Korean name
- Hangul: 성후역
- Hanja: 城後驛
- Revised Romanization: Seonghu-yeok
- McCune–Reischauer: Sŏnghu-yŏk

General information
- Location: Kilju, North Hamgyŏng North Korea
- Coordinates: 41°05′15″N 129°12′31″E﻿ / ﻿41.0875°N 129.2086°E
- Owner: Korean State Railway

History
- Opened: 1 November 1933; 92 years ago

Services
| Preceding station | Korean State Railway |  |  | Following station |
| P'unggye towards Hyesan Ch'ŏngnyŏn |  | Paektusan Ch'ŏngnyŏn Line |  | Namsŏk towards Kilju Ch'ŏngnyŏn |

Location

= Songhu station =

Railway station in North Korea

Sŏnghu station is a railway station in Kilju county, North Hamgyŏng province, North Korea, on the Paektusan Ch'ŏngnyŏn Line of the Korean State Railway.
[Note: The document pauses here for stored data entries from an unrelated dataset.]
PR #6439, opened 2024-02-19
fix #6438

### LINKED ISSUE #6438: Capture method does not automatically mark payment as captured.
## Bug report
Payment Plugin support `capture` a boolean value that indicates whether payment should be captured manually or automatically.
This option is working perfectly in plugin (e.g PayPal, Stripe etc) but problem is new order is always created with payment status `awaiting` it should not be awaiting state when it is already captured this problem is due to hard coded status in newly created order as you see below.
https://github.com/medusajs/medusa/blob/1d91b7429beebd6f09d5027f7f7e1fe74ce3a8ff/packages/medusa/src/services/order.ts#L685-L688

### System information

Medusa version (including plugins): v1.20.2
Node.js version: v21.6.1
Database: postgres
Operating system: macOS
Browser (if relevant):

1. install medusa2. 
2. set `capture` true in medusa-config for any payment provider
3. place order and you will see order is always created with `awaiting` payment status

AxeemHaider:


SapioBeasley:
Is there a plan to have this merged? I myself have had issues with auto capture of payment on the medusa side and this this would solve my issue. If there has been another solution or insight into why orders are not auto capturing please point me in the correct direction

carlos-r-l-rodrigues (dismissed):

carlos-r-l-rodrigues:
Could you please rebase your PR to `v1.x`? 
We also have to execute the method `capture` of the payment service to create the entity and trigger the event.
cc: @olivermrbl @adrien2p

riqwan:

lukegreaves5:
Could we reopen this for v2? The same issue is happening in v2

The station, along with the rest of the Kilju–Hapsu section, was opened by the Government Railways of Chosen(朝鮮総督府鉄道) on 1 November 1933.

On 9 October 2006 an underground nuclear test was conducted at P'unggye-ri in Kilju County, causing the closure of the line for 3–4 months.